Pentaskan “Arjuna Tapa”. Cara Dosen dan Mahasiswa Pedalangan ISI Denpasar Menghidupkan Kembali Wayang Kulit Parwa gaya Bebadungan

 Pentaskan “Arjuna Tapa”. Cara Dosen dan Mahasiswa Pedalangan ISI Denpasar Menghidupkan Kembali Wayang Kulit Parwa gaya Bebadungan

Pementasan Wayang Kulit Parwa Gaya Bebadungan berjudul “Arjuna Tapa” hasil desiminasi dosen dan mahasiswa ISI Denpasar/Foto: dok.balihbalihan.
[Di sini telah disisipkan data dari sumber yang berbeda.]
Issue #2263, opened 2026-07-01
Test suite: no CI, not reproducible outside Docker, and 31 pass→fail regressions


vuongtlt13:
## Problem

The `tests/` suite ships a no-regression gate (`tests/__baseline__/verify-no-regression.mjs` + `known-fails.txt`) that tolerates a fixed set of **26** known failures — but there are three gaps around it:

1. **No CI runs the gate.** Nothing enforces it on push/PR, so regressions land silently.
2. **Not reproducible outside the author's Docker image.** The gate hardcodes the `/app` path and the runner expects vitest at `/tmp/node_modules`, so a fresh clone can't run the suite as-is.
3. **31 real pass→fail regressions** have accumulated on top of the 26 tolerated ones — mostly environment drift and API-shape changes:
   - `security-audit` resolves source paths from the test CWD instead of the repo root (13)
   - `golden-url-header` snapshot embeds machine-specific version/platform/arch/node (3)
   - `codex-image-fetch` / `image-fetch-hardening` DNS mock returns the pre-`{ all: true }` object shape (3)
   - `force-stream-config` missing headroom mock exports (2)
   - `combo-autoswitch` asserts unshipped `web_search` behavior (2)
   - `executor-const-guard` expects antigravity 429 attempts = 6 (actual 3) (1)
   - `db-concurrent` same-millisecond rows collapsed by the dedupe key (3)
   - `db-benchmark` hard-depends on the legacy `lowdb` dep (1)
   - `*.live.test.js` (network) and cloud embeddings run even when `cloud/` is absent

## Expected

- CI runs the test suite + no-regression gate on every push/PR.
- A fresh clone can run `cd tests && npm install && npm run test:ci` with no `/tmp` or Docker-specific setup.
- The gate is green: 0 regressions, with the 26 `known-fails.txt` entries left untouched by design.

## Also surfaced (out of scope, needs a maintainer decision)

- The three config verifiers (`verify-oauth-urls` / `verify-providers` / `verify-alias`) are already red on `master` from stale baselines (qwen OAuth URL change, blackbox `/v1`, added kimchi/venice). Regenerating those baselines is a separate call.
- Two `known-fails.txt` entries look like genuine code regressions, not test bugs: antigravity model losing its `mandatory: true` flag, and Kiro missing an `auto` slot.

PR #3723, opened 2026-09-02
fix(security): close SSRF guard bypasses (#3714)

### LINKED ISSUE #3714: [Security] SSRF in /v1/search endpoint with multiple bypasses of URL guard
### Description

The `/v1/search` endpoint in 9Router allows clients to override the search provider's `baseUrl` via `provider_options.baseUrl`. The server then makes a direct `fetch()` request to this user-supplied URL.

Although the project implements an SSRF guard (`src/shared/utils/ssrfGuard.js`), it contains **multiple bypasses** that allow attackers to reach internal hosts and cloud metadata endpoints:

1. **No DNS resolution** – domain names that resolve to loopback addresses (e.g., `nip.io`, `localtest.me`, `sslip.io`) are not blocked because the guard only checks the hostname string, not the resolved IP.
2. **IPv6-mapped IPv4 bypass** – formats like `[::ffff:127.0.0.1]` are normalized by the URL parser to `[::ffff:7f00:1]`, causing the IPv6 block regex to fail.
3. **Trailing dot bypass** – `localhost.` does not match the `hostname.endsWith(".localhost")` check.
4. **Redirect following** – the `fetch()` implementation follows redirects by default, and the redirect target is **not re-checked** against the SSRF guard.

Furthermore, requests made by the server to loopback addresses are tagged with `x-9r-real-ip: 127.0.0.1` and a valid internal token. This causes the middleware to treat the request as originating from a trusted local source (`isLocalRequest=true`), effectively granting the attacker **authenticated access to local `/v1/*` endpoints without any API key**.

An authenticated attacker (or unauthenticated in `requireApiKey=false` deployments) can therefore:
- Exfiltrate upstream search provider API keys (which are sent in request headers) to an attacker-controlled server.
- Probe internal networks, local services, and cloud metadata endpoints.
- Access local `/v1/*` endpoints without credentials due to the `isLocalRequest` flag.

### Affected Versions

- All versions up to and including **0.5.55** (current public version).

### Expected Behavior

- The SSRF guard should block all internal/private IPs and loopback-equivalent domains, regardless of DNS resolution variants and URL encoding.
- `baseUrl` overrides should be strictly validated against a whitelist, or the feature should be disabled for non-admin users.
- Redirect targets should be re-checked against the SSRF guard.
- Local/internal requests should not be automatically trusted for authentication purposes.

### Actual Behavior

- Multiple bypasses exist in the SSRF guard, allowing access to internal networks.
- Upstream API keys are exposed during SSRF attacks.
- Requests to local endpoints are automatically authenticated.

### Impact

- **Critical** – internal network probing, local service enumeration, and potential data exfiltration.
- **API key disclosure** – upstream search provider credentials can be stolen.
- **Authentication bypass** – local `/v1/*` endpoints are accessible without valid API keys.
- In default deployments (`REQUIRE_API_KEY=false`), this vulnerability can be exploited completely unauthenticated.

### Root Cause Analysis

The SSRF guard (`src/shared/utils/ssrfGuard.js`) suffers from several design flaws:

```js
// No DNS resolution – only string matching
const BLOCKED_HOSTNAMES = new Set(["localhost", "ip6-localhost", "ip6-loopback"]);

// IPv6-mapped IPv4: URL parser normalizes [::ffff:127.0.0.1] to [::ffff:7f00:1]
// The regex ^::ffff:(\d+\.\d+\.\d+\.\d+)$ then fails to match

// Trailing dot: hostname.endsWith(".localhost") does not catch "localhost."

// Redirects: undici's fetch follows by default, no re-validation
```

Additionally, `custom-server.js` tags loopback requests as trusted, giving them `isLocalRequest=true` status in the middleware.

### Proposed Fix

- Implement DNS resolution in the SSRF guard and block all resolved IPs that are private or loopback.
- Use a robust IP range check (`isIP()` + `isPrivate()`) rather than string matching.
- Normalize URL hosts consistently before applying IPv6 checks.
- Disable automatic redirect following, or re-validate redirect targets.
- Do not automatically trust loopback requests for authentication purposes.
- Consider removing the `baseUrl` override feature entirely, or restrict it to administrators.
- Apply rate limiting to the `/v1/search` endpoint to reduce abuse potential.

### Additional Context

I have verified these bypasses in a local deployment. If you need further details, I'm happy to provide them privately. Thank you for maintaining this project!

nitsuah:
## Summary

Closes the four SSRF guard bypasses reported in #3714. Verified all four independently before fixing (the exact hex-form IPv6 normalization, the trailing-dot hostname, and the alternate IPv4 encodings were reproduced empirically against Node's own `URL` parser, not assumed from the report).

`src/shared/utils/ssrfGuard.js`'s checks matched specific **textual representations** of an address rather than the address itself — these are bugs in what was already being checked, not missing coverage:

1. **IPv6 representation mismatch.** The IPv4-mapped check only matched the dotted form (`::ffff:127.0.0.1`), but WHATWG URL parsing normalizes that to hex form (`::ffff:7f00:1`), which the old regex never matched — silently letting through localhost, RFC1918 ranges, and the `169.254.169.254` cloud metadata address whenever expressed that way. Replaced regex-matching with a proper IPv6-to-8×16-bit-groups parser and numeric range checks, so it's immune to which textual form a client (or the URL parser) picks. Also now catches NAT64 (`64:ff9b::/96`) and deprecated IPv4-compatible (`::a.b.c.d`) embeddings.
2. **Trailing-dot hostname** (`localhost.`) compared as a literal string against `localhost` — the semantically-identical FQDN form bypassed every hostname/suffix check. Now normalized before any check runs.
3. **No DNS resolution** — a hostname that merely *resolves* to a private/loopback address (wildcard-DNS services like nip.io/sslip.io, or an attacker domain with an A record pointed internally) passed every literal check. Added `assertPublicUrlResolved()`: same literal checks, plus `dns.promises.lookup` on non-literal hostnames with every returned address validated. Fails open on a lookup error (not an SSRF signal by itself) rather than blocking on transient DNS issues.
4. **Redirects** — the outbound `fetch()` followed redirects automatically with zero re-validation, so a validated public URL could 30x its way to an internal target. Added `fetchPublic()`: validates the initial URL, then manually chases redirects (bounded, default 5 hops), re-validating each `Location` before following it.

## What changed where

- `fetchPublic` wired into the actual outbound request in `open-sse/handlers/search/index.js` — the `/v1/search` dedicated-provider path #3714 reported.
- `src/sse/handlers/fetch.js`'s (`/v1/fetch`) pre-check upgraded from sync `assertPublicUrl` to the DNS-resolving `assertPublicUrlResolved`.
- `open-sse/handlers/search/callers.js`'s `resolveBaseUrl` **intentionally left on the existing sync `assertPublicUrl`** — it's a fast pre-check (immediate 400 on obviously-bad input) that doesn't need to become async, since the real protection against all four bypass classes now lives at the actual network call via `fetchPublic`. Making it async would have cascaded through its 13 provider request-builder functions for no additional safety.

## What I deliberately did NOT change

`src/app/api/provider-nodes/validate/route.js`'s `isLocalRequest`-gated bypass (self-hosted providers like `ollama-local` legitimately need to reach `localhost` from an actual local dashboard request). That trust decision is keyed off the real TCP peer address via `custom-server.js`/`trustedPeer.js`, which independently strips and regenerates any client-supplied trust headers from the real socket on every request — it isn't forgeable by a remote attacker directly. What the SSRF bypasses *did* enable was reaching that endpoint (or any other loopback service) via a server-side outbound request in the first place, which would then appear as a legitimate local request once it landed there. Closing the bypasses at the fetch layer closes that path at its root rather than touching the downstream trust decision, which is correct as designed for the legitimate local-provider use case.

## Test plan

- `tests/unit/ssrf-guard-hardening.test.js` (new, 15 tests) — every bypass class from #3714 reproduced and blocked, plus ones found while fixing it (NAT64, multi-A-record where only one resolved address is private, bounded redirect loops), against real registry data where applicable. `node:dns` and `fetch` mocked throughout — no live-network dependency.
- Existing `search-ssrf-guard.test.js` (8 tests, unchanged `resolveBaseUrl` sync path), `xquik-search-provider.test.js` (6 tests, exercises the real `fetchPublic` call path with a mocked `fetch`), and `fetch-success-clears-account.test.js` (updated its `ssrfGuard.js` mock to the new export name) — all still passing.
- `npx eslint` clean on all changed files.
- Ran the broader `search`/`fetch` test-file set for regression sanity; the only failures (`codex-image-fetch.test.js`, `image-fetch-hardening.test.js`, 3 tests) are pre-existing and already documented in #2263's own findings ("DNS mock returns the pre-`{ all: true }` object shape") — unrelated to this change, not touched by it.
- All 30 tests run via Docker (`node:22-alpine`) per this repo's tooling convention.

Manually verified the specific bypass strings from #3714 against Node's `URL` parser before writing the fix (not assumed from the report) — happy to share that verification script if useful for review.

Fixes #3714.

### DIFF
--- a/open-sse/handlers/search/index.js
+++ b/open-sse/handlers/search/index.js
@@ -10,6 +10,7 @@
 import { buildSearchRequest } from "./callers.js";
 import { normalizeSearchResponse } from "./normalizers.js";
 import { handleChatSearch } from "./chatSearch.js";
+import { fetchPublic } from "../../../src/shared/utils/ssrfGuard.js";
 
 const GLOBAL_TIMEOUT_MS = 15000;
 const NON_RETRIABLE = new Set([400, 401, 403, 404]);
@@ -100,7 +101,7 @@ async function tryDedicatedProvider({ provider, providerConfig, body, credential
   log?.info?.("SEARCH", `${provider.id} | "${params.query.slice(0, 80)}" | type=${params.searchType}`);
 
   try {
-    const resp = await fetch(url, { ...init, headers: sanitizeHeaders(init.headers), signal: controller.signal });
+    const resp = await fetchPublic(url, { ...init, headers: sanitizeHeaders(init.headers), signal: controller.signal });
     clearTimeout(timer);
     if (!resp.ok) {
       const errText = await resp.text().catch(() => "");
--- a/src/shared/utils/ssrfGuard.js
+++ b/src/shared/utils/ssrfGuard.js
@@ -1,4 +1,24 @@
 // SSRF guard: block internal/private/metadata targets for server-side fetch.
+//
+// Three layers, each closing a distinct bypass class documented in #3714:
+//   1. assertPublicUrl        - synchronous literal-IP/hostname checks (cheap, for
+//                                immediate rejection of obviously-bad input at request-build time).
+//   2. assertPublicUrlResolved - adds DNS resolution so a hostname that merely
+//                                *resolves* to a private/loopback address (e.g. a
+//                                nip.io/sslip.io wildcard-DNS domain, or an attacker's
+//                                own domain pointed at 127.0.0.1) is also rejected.
+//   3. fetchPublic             - wraps fetch() with manual redirect handling so a
+//                                validated public URL can't 30x its way to an
+//                                internal target without the redirect target being
+//                                re-validated through layer 2 first.
+//
+// Layer 1 alone previously had matching bugs, not just missing coverage: hostname
+// checks ran on the raw string without normalizing a trailing dot ("localhost."),
+// and the IPv6 check only recognized one textual representation of an IPv4-mapped
+// address (dotted "::ffff:a.b.c.d") while Node/WHATWG URL parsing can normalize the
+// same address to hex form ("::ffff:7f00:1") — a mismatch, not an oversight.
+
+import dns from "node:dns";
 
 const BLOCKED_HOSTNAMES = new Set(["localhost", "ip6-localhost", "ip6-loopback"]);
 const BLOCKED_SUFFIXES = [".internal", ".local", ".localhost"];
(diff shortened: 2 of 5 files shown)


decolua:

PR #3734, opened 2026-09-02
fix(kiro): preserve inline images in OpenAI MITM

OutisNyel:
## What

- Forward Kiro userInputMessage.images as OpenAI-compatible image_url content parts in the Kiro MITM request conversion path.
- Keep text before image parts and preserve the original user turn ordering, including historical turns.
- Emit image-only user turns even when tool results are present.
- Ignore malformed or unsupported image entries without changing text-only behavior.
- Ignore local .kiro/ workspace state in git.

## Why

Kiro carries attached images separately from userInputMessage.content. The MITM converter only forwarded text content, so downstream OpenAI-compatible vision models could receive a prompt that referenced an image without receiving the image payload.

## Tests

- npm --prefix tests test -- unit/kiro-image-forwarding.test.js

### DIFF
--- a/.gitignore
+++ b/.gitignore
@@ -86,3 +86,6 @@ graphify-out/*
 .codegraph/
 .PR/
 .next-analyze/*
+
+# Kiro local workspace state
+.kiro/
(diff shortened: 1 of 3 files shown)


decolua:
Thanks @OutisNyel for the contribution! Reviewed and merged into master. 🙏

PR #3751, opened 2026-09-03
Update pricing.js

jalallinux:
add pattern: "claude-fable-*" to PATTERN_PRICING


Primexz:
#4068 this data should be correct.

PR #3767, opened 2026-09-03
feat(usage): surface Antigravity weekly quotas

Recoba86:
## Summary

Adds family-level Antigravity weekly quota visibility alongside the existing
per-model quota data.

Google exposes these limits through a separate Cloud Code RPC:

```text
v1internal:retrieveUserQuotaSummary
```

The response includes weekly buckets for:

* `Gemini Models`
* `Claude and GPT models`

9Router exposes them as:

* `gemini_weekly` → `Gemini Weekly`
* `claude_gpt_weekly` → `Claude & GPT Weekly`

The existing Provider Limits UI already renders quota entries generically, so
no frontend-specific change is required.

## Motivation

The existing Antigravity usage path reads per-model quota information from
`fetchAvailableModels`, which reflects the shorter quota window.

An account can therefore appear available in the existing quota view while its
family-level weekly pool is exhausted.

Displaying the weekly pools separately makes both limits visible without
changing routing or credential selection.

## Implementation

This PR:

1. Adds `quotaSummaryApiUrl` to the Antigravity usage transport config.

2. Adds a small weekly quota helper that requests:

```text
v1internal:retrieveUserQuotaSummary
```

3. Supports both:

```js
{ groups: [...] }
```

and the defensive alternate shape:

```js
{ quotaSummary: { groups: [...] } }
```

4. Uses:

```text
window: "weekly"
```

as the primary weekly bucket discriminator, with a conservative
`weekly` identifier fallback.

5. Maps:

```text
Gemini Models
-> gemini_weekly
-> Gemini Weekly

Claude and GPT models
-> claude_gpt_weekly
-> Claude & GPT Weekly
```

6. Merges these entries into the existing Antigravity `quotas` object.

## Response consumption ordering

`fetchAvailableModels` can return a relatively large response.

The main response body is therefore consumed immediately after its HTTP status
is checked, while the weekly summary request runs concurrently:

```js
const [data, weeklyQuotas] = await Promise.all([
  response.json(),
  fetchWeeklyQuotas(),
]);
```

This avoids delaying consumption of the existing quota response while waiting
for the additional network request.

Regression coverage includes concurrent multi-account usage refreshes.

## Failure behavior

The weekly quota request is best-effort and fail-open.

Failures such as:

* network errors
* 404 / 429 / 5xx
* malformed JSON
* unexpected response shapes

produce no weekly rows while preserving the existing per-model quota result.

No routing behavior changes.

## Caching

Weekly results use a small process-local cache to avoid repeatedly requesting
the quota summary during dashboard refreshes.

There is no database persistence or migration.

## Tests

Coverage includes:

* weekly group parsing
* explicit `window: "weekly"` detection
* compatibility fallback detection
* alternate response envelope
* missing quota families
* disabled weekly buckets
* malformed input
* remaining-fraction bounds
* reset-time parsing
* cache behavior
* HTTP/network fail-open behavior
* malformed JSON fail-open behavior
* main-response consumption ordering
* delayed response-consumption regression
* concurrent multi-account Antigravity usage

Relevant existing Antigravity and Gemini usage regressions also pass.

## Validation

Validated through the normal 9Router usage path with multiple real Antigravity
OAuth connections.

Both sequential and concurrent account refreshes completed successfully while:

* existing per-model quota rows remained intact
* both weekly family rows were returned
* no duplicate 5-hour family-summary rows appeared
* Antigravity Gemini inference remained unaffected

No account identifiers, credentials, or private infrastructure information are
included here.

## Scope

This PR intentionally does not:

* change credential selection
* change account fallback
* use weekly quota for routing decisions
* change Antigravity circuit-breaker behavior
* modify `/v1/models`
* modify Model Catalog Sync
* add a database migration
* add frontend-specific code
* modify the shared network transport

It only extends the existing Antigravity usage data with weekly quota
visibility.

## Prior art

The separate weekly quota RPC and family-level quota concept have also been
observed in OmniRoute:

* diegosouzapw/OmniRoute#4017
* diegosouzapw/OmniRoute#6818

This implementation is adapted to 9Router's existing usage transport,
proxy-aware request path, quota data shape, caching, and fail-open behavior.

### DIFF
--- a/open-sse/providers/registry/antigravity.js
+++ b/open-sse/providers/registry/antigravity.js
@@ -37,6 +37,7 @@ export default {
     },
     usage: {
       quotaApiUrl: `${ANTIGRAVITY_IDE_BASE_URL}/v1internal:fetchAvailableModels`,
+      quotaSummaryApiUrl: `${ANTIGRAVITY_IDE_BASE_URL}/v1internal:retrieveUserQuotaSummary`,
       loadProjectApiUrl: "https://cloudcode-pa.googleapis.com/v1internal:loadCodeAssist",
       tokenUrl: "https://oauth2.googleapis.com/token",
     },
--- a/open-sse/services/usage.js
+++ b/open-sse/services/usage.js
@@ -35,7 +35,7 @@ import {
 const USAGE_HANDLERS = {
   github: (c) => getGitHubUsage(c.accessToken, c.providerSpecificData, c.proxyOptions),
   "gemini-cli": (c) => getGeminiUsage(c.accessToken, c.providerDataWithProjectId, c.proxyOptions),
-  antigravity: (c) => getAntigravityUsage(c.accessToken, c.providerSpecificData, c.proxyOptions),
+  antigravity: (c) => getAntigravityUsage(c.accessToken, c.providerSpecificData, c.proxyOptions, { force: c.force }),
   claude: (c) => getClaudeUsage(c.accessToken, c.proxyOptions, { force: c.force }),
   codex: (c) => getCodexUsage(c.accessToken, c.proxyOptions),
   kiro: (c) => getKiroUsage(c.accessToken, c.providerSpecificData, c.proxyOptions),
--- a/open-sse/services/usage/antigravityWeeklyQuota.js
+++ b/open-sse/services/usage/antigravityWeeklyQuota.js
@@ -6,12 +6,37 @@
  * Best-effort, fail-open, and non-blocking.
  */
 
+import crypto from "crypto";
 import { ANTIGRAVITY_IDE_BASE_URL, ANTIGRAVITY_IDE_USER_AGENT, ANTIGRAVITY_IDE_VERSION } from "../../providers/shared.js";
 import { U, parseResetTime, fetchWithTimeout } from "./shared.js";
 
 const WEEKLY_QUOTA_TTL_MS = 60 * 1000;
 const weeklyQuotaCache = new Map();
 const inflightRequests = new Map();
+
+/**
+ * Generate a collision-resistant, leak-free cache key from projectId and full accessToken hash.
+ *
+ * @param {string} projectId
+ * @param {string} accessToken
+ * @returns {string}
+ */
+export function getWeeklyCacheKey(projectId, accessToken) {
+  const tokenHash = crypto
+    .createHash("sha256")
+    .update(String(accessToken || ""))
+    .digest("hex")
+    .slice(0, 16);
+  return `${projectId}:${tokenHash}`;
+}
+
+/**
+ * Reset in-memory cache (primarily for unit tests).
+ */
+export function _resetWeeklyQuotaCacheForTesting() {
+  weeklyQuotaCache.clear();
+  inflightRequests.clear();
+}
 
 /**
  * Parse raw retrieveUserQuotaSummary response into family-level weekly quotas.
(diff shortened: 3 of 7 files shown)


Recoba86:
image

vuuminhphuoc (commented):
Good direction - the upstream `retrieveUserQuotaSummary` RPC with per-family `remainingFraction` is a real signal, and namespacing weekly keys as `gemini_weekly`/`claude_gpt_weekly` avoids colliding with per-model quota keys. Three issues before merge:

1. **Fabricated absolute numbers.** `total = 1000; // Normalized base matching 9Router convention` invents a denominator upstream never provides. Dashboard will render e.g. `used 14/1000` when the real limit could be 50 or 5000 requests. Either expose only `remainingFraction`/`remainingPercentage`, or label the UI explicitly as percentage-based so users don't treat 1000 as a real quota.
2. **Cache key uses raw token prefix** (`projectId:token.slice(0,16)`). Two connections sharing a project with same-prefix tokens collide; also leaks token material into keys. Hash the full token (sha256, truncate) or key by `connectionId`.
3. **Stale cache on exhaustion.** 60s TTL with no bust path means a user who just hit the wall still sees green for up to a minute. Consider bypassing cache (`options.force` already exists) when the sibling per-model quota fetch sees a 429/empty, or when `remainingFraction` parses to 0 on a fresh fetch.

Verified against the diff; happy to re-review.

Recoba86:
Thanks for the thoughtful review and constructive feedback @vuuminhphuoc!

All three points have been addressed in commit `fcdae752`:

1. **Normalized percentage scale instead of fabricated 1000 base**:
   - Replaced the arbitrary `total = 1000` base with a normalized 0..100 percentage scale (`total = 100, used = 100 - remainingPct`), matching 9Router's `ratioQuota` convention (as seen in `open-sse/services/usage/misc.js`).
   - Also explicitly exposes `remainingFraction` and `remainingPercentage` on each weekly quota entry so callers can read raw percentages directly without mistaking the denominator for a literal request count.

2. **SHA-256 cache keying**:
   - Replaced the raw 16-character token prefix with `crypto.createHash("sha256").update(accessToken).digest("hex").slice(0, 16)`.
   - Prevents token material leakage and provides full 64-bit cryptographic entropy, eliminating collisions between distinct tokens sharing a project.

3. **Cache busting on force & exhaustion**:
   - Wired `options.force` (from `/api/usage/[id]?force=1`) through `USAGE_HANDLERS.antigravity` into `fetchAndParseAntigravityWeeklyQuotas` to immediately bust cache on manual refresh.
   - When any weekly quota reports exhaustion (`remainingPercentage <= 0`), the entry is immediately evicted from cache and never retained for the 60s TTL, ensuring stale green states are never shown to users.

4. **Rebased on latest upstream master (`v0.5.69`)**:
   - Cleanly rebased onto current `master` with zero conflicts; all 36 unit tests pass.

Ready for re-review!

vuuminhphuoc (approved):
Re-reviewed the updated diff - all three points are addressed and verified in the final state:

1. `total = 1000` -> `total = 100` with `used = 100 - remaining%`, plus raw `remainingFraction` exposed on each entry. No more fabricated request counts.
2. Cache key now `getWeeklyCacheKey()` via sha256 hex - no raw token material, no prefix collisions.
3. `options.force` wired from `/api/usage/[id]?force=1` through `USAGE_HANDLERS.antigravity`, and exhausted quotas (`remainingPercentage <= 0`) are never cached, so no stale green state.

One nit (non-blocking): exhausted quotas are now re-fetched from upstream on *every* poll since nothing is cached. Consider a short negative TTL (~5s) to avoid hammering the quota RPC when a user sits on an exhausted dashboard. Otherwise LGTM.

PR #3771, opened 2026-09-04
fix(errors): preserve the upstream status class instead of flattening it to 503

haumanto:
Three related defects in how upstream failures are reported to clients. They have to land together — each one alone is incomplete, and the third exists specifically to stop the first two going too far.

## 1. Every exhausted-account response is 503, including permanent ones

`chat.js` hardcodes `HTTP_STATUS.SERVICE_UNAVAILABLE` when all accounts are cooling down. But `checkFallbackError` cools an account for 30s on **any** error it has no rule for, client-fault 400s included, so this path is not only transient conditions.

Concrete: a client sends an over-long prompt, upstream answers `400 prompt is too long`, the account is locked, the client gets `503 + Retry-After: 30`. It waits, resends the identical prompt, gets 503 again. Forever. The prompt is never compacted, and the account stays cooled for a fault that was never the accounts.

`clientStatusForUpstream()` preserves the class instead: 4xx still means stop, 5xx still means retry.

Wrong-model errors are the one deliberate re-mapping. Providers report them as 400, as 404, and as **401 with a `ModelError` body** — passing that 401 through makes a client report "authentication failed" for perfectly good credentials, so they are normalised to 404.

## 2. A wrong model name cools down every account

`checkFallbackError` returns `shouldFallback: true` on every path, so one typo walks every account into cooldown and then answers "try again later" for something retrying can never fix.

Request-scoped failures are now marked `permanent`: they return the upstream status straight to the caller and leave account state untouched. Matching is on **text, not status**, because a bad model arrives as 400 as often as 404, and because one provider wraps both transient socket errors and permanent parameter errors in the same `Upstream request failed:` prefix — the bracketed class after that prefix is what separates them.

## 3. One requests error is replayed onto another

Saat ini, seni pertunjukan wayang kulit, khususnya Wayang Kulit Parwa mengalami keterpinggiran, termarginalisasi. Buktinya, sangat jarang bisa menyaksikan dan mendengar pertunjukan Wayang Kulit Parwa di masyarakat, bahkan hampir selama dua dekade terakhir ini. Termasuk salam ajang Pesta Kesenian Bali (PKB) pun tak selalu dijadwalkan dalam setiap tahun, sehingga anak-anak kini serasa semakin jauh dengan seni warisan leluhur ini.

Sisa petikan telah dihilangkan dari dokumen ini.